A new technique has been formulated to make drugs 'smarter' with the use of nanotechnology so that delivery of drug to the target area will be more effective.

Researchers from the University of Lincoln, UK, have come up with a new method to 'decorate' gold nanoparticles with a preferred protein so they can be used to customize a drug to more accurately target an area on the body, such as a cancerous tumor.

Gold nanoparticles are spheres composed of gold atoms having a diameter of just a few billionths of a meter which can be coated with a biological protein and integrated with drugs to enable the treatment to move through the body and reach the target area.

The nanoparticles can 'adsorb' (hold on its surface) drugs which would otherwise become insoluble or rapidly degrade in the bloodstream, and because of their small size, they can overcome biological barriers such as skin, membranes, and the small intestine which would typically prevent the drug from reaching its target.

The technology can be found already in real-world applications such as pregnancy tests—where gold nanoparticles coated with an antibody against the hormone found in the urine of pregnant women is incorporated into the 'positive' strip so it reacts with the nanoparticles to change the stick red—but is not yet extensively used in drug development.

Thus far the process of coating the nanoparticles meant that the proteins used had to be 'mixed' along with particles which do not possess the ability to regulate the way they bind, probably rendering the drug less effective. The new technique enables pharmacologists to position the proteins onto the gold nanoparticles layer by layer in a particular order. This maintains the integrity of the protein so that the drug is more effective, paving way for the development of nanomedicine.

The details of the research have been reported in the journal Nature Communications.

Gold nanoparticles are a vital tool in new drug development and drug delivery systems. We have unlocked the key to binding proteins and molecules so that those drugs will be more effective.

This method might help to design nanomedicines that do not need extensive chemical modification of a protein drug or a nano-carrier and therefore can be developed more easily and faster.

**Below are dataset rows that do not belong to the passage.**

PR #8019, opened 2020-12-18
Move <menuitem> behind a flag in Firefox 85

rachelandrew:
Working on https://github.com/mdn/content/issues/294

Moving `<menuitem>` behind a flag. I've set it as removed in 85 then a flag added in 85, let me know if there is a better way to represent this.

Bug: https://bugzilla.mozilla.org/show_bug.cgi?id=1680596

### DIFF
--- a/html/elements/menuitem.json
+++ b/html/elements/menuitem.json
@@ -23,6 +23,10 @@
                     "name": "dom.menuitem.enabled",
                     "value_to_set": "true"
                   }
+                ],
+                "notes": [
+                  "Only works for <code>&lt;menuitem&gt;</code> elements defined within a <code>&lt;menu&gt;</code> element assigned to an element via the <code>contextmenu</code> attribute.",
+                  "The <code>&lt;menuitem&gt;</code> element requires a closing tag."
                 ]
               },
               {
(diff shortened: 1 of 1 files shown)


html/elements/menuitem.json
```diff
@@ -14,20 +14,46 @@
...
+                  }
+                ]
+              },
+              {
+                "version_removed": "85",
+                "version_added": "8",
+                "notes": [
+                  "Only works for <code>&lt;menuitem&gt;</code> elements defined within a <code>&lt;menu&gt;</code> element assigned to an element via the <code>contextmenu</code> attribute.",
+                  "The <code>&lt;menuitem&gt;</code> element requires a closing tag."
+                ]
```
ddbeck, line 34: I'd copy this to the support statement above

html/elements/menuitem.json
```diff
@@ -14,20 +14,46 @@
...
```
ddbeck, line 54: Same here

ddbeck (changes requested):
This looks really good, @rachelandrew. The only thing I'd suggest is preserving the notes from the unflagged support in the flagged support. From the bug, it doesn't look like the implementation changed at all—which makes sense a prelude to removal. Line comments to hopefully make that clearer.

ddbeck (approved):
Looks good. Thank you! 🎉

Dr Enrico Ferrari, Lead Researcher & Nanobiotechnologist from the University of Lincoln's School of Life Sciences

The team took fragments of proteins from flatworms and bacteria, which when fused together were effective at binding to the gold nanoparticle surface and capable of forming firm bonds to any other protein.

By blending this fusion protein with gold nanoparticles, it permanently binds to the gold surface while also being able to firmly bind a target protein on which a particular 'tag' was incorporated.

This is a new universal technique to bind proteins to nanoparticles which will be effective for most proteins, making the process a more appealing prospect for pharmaceutical companies, the researchers said. The technique could also possibly be applied to biosensors and diagnostic kits that use gold, such as those employed in clinical settings to detect ongoing infections in patients' blood.